_RECORDS PROVIDED_
Issue #141, opened 2022-09-02
Never panic in `subscribe_jetstream`


paulgb:
We currently have some remaining `unwrap()`s in `subscribe_jetstream` because it's messy to propagate them another way in a stream. We should fix that.

https://github.com/drifting-in-space/spawner/blob/main/core/src/nats.rs#L319

paulgb:
Fixed by #151

PR #151, opened 2022-09-06
Update deps + misc fixes

paulgb:
- Update dependencies, including to `async-nats` 0.19.0.
- Remove panics from `subscribe_jetstream` (#141) 
- Rewrote `LivenessGuard` in the test framework to panic immediately if the future it's guarding terminates.
- Remove a few dependencies made unnecessary by the rewrite of `JetstreamSubscription`.

This is ready for review, but will have some conflicts with #149. Given that this should be an easier review, I'd like to get it in first and rebase 149 over it.

### DIFF
--- a/dev/src/timeout.rs
+++ b/dev/src/timeout.rs
@@ -1,7 +1,10 @@
 use anyhow::Result;
+use futures::FutureExt;
 use std::{
-    fmt::Display,
+    fmt::{Debug, Display},
     future::Future,
+    pin::Pin,
+    task::Poll,
     time::{Duration, SystemTime},
 };
 use tokio::task::JoinHandle;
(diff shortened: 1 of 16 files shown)


dev/src/timeout.rs
```diff
@@ -95,31 +98,68 @@ where
     })
 }
 
-pub struct LivenessGuard {
-    #[allow(unused)]
-    handle: JoinHandle<Result<()>>,
+struct LivenessGuardFuture<D: Debug> {
+    inner: Pin<Box<dyn Future<Output = D> + Send>>,
```
pretentious7, line 102: Just to make sure I understand, this says that the struct LivenessGuardFuture has an inner field on the heap which can't be moved and implements a Future trait that's thread safe?

pretentious7 (approved):

dev/src/timeout.rs
paulgb: Yep, you've got it.

Technically, it's a bit more specific: `Send` means that ownership can move between threads, but not a borrow to it. To share a borrow between threads, it would need `Sync`, too.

_WORK TASK_
Please transcribe the entire listing exactly as given.

_SOLUTION_
Issue #141, opened 2022-09-02
Never panic in `subscribe_jetstream`


paulgb:
We currently have some remaining `unwrap()`s in `subscribe_jetstream` because it's messy to propagate them another way in a stream. We should fix that.

https://github.com/drifting-in-space/spawner/blob/main/core/src/nats.rs#L319

paulgb:
Fixed by #151

PR #151, opened 2022-09-06
Update deps + misc fixes

paulgb:
- Update dependencies, including to `async-nats` 0.19.0.
- Remove panics from `subscribe_jetstream` (#141) 
- Rewrote `LivenessGuard` in the test framework to panic immediately if the future it's guarding terminates.
- Remove a few dependencies made unnecessary by the rewrite of `JetstreamSubscription`.

This is ready for review, but will have some conflicts with #149. Given that this should be an easier review, I'd like to get it in first and rebase 149 over it.

### DIFF
--- a/dev/src/timeout.rs
+++ b/dev/src/timeout.rs
@@ -1,7 +1,10 @@
 use anyhow::Result;
+use futures::FutureExt;
 use std::{
-    fmt::Display,
+    fmt::{Debug, Display},
     future::Future,
+    pin::Pin,
+    task::Poll,
     time::{Duration, SystemTime},
 };
 use tokio::task::JoinHandle;
(diff shortened: 1 of 16 files shown)


dev/src/timeout.rs
```diff
@@ -95,31 +98,68 @@ where
     })
 }
 
-pub struct LivenessGuard {
-    #[allow(unused)]
-    handle: JoinHandle<Result<()>>,
+struct LivenessGuardFuture<D: Debug> {
+    inner: Pin<Box<dyn Future<Output = D> + Send>>,
```
pretentious7, line 102: Just to make sure I understand, this says that the struct LivenessGuardFuture has an inner field on the heap which can't be moved and implements a Future trait that's thread safe?

pretentious7 (approved):

dev/src/timeout.rs
paulgb: Yep, you've got it.

Technically, it's a bit more specific: `Send` means that ownership can move between threads, but not a borrow to it. To share a borrow between threads, it would need `Sync`, too.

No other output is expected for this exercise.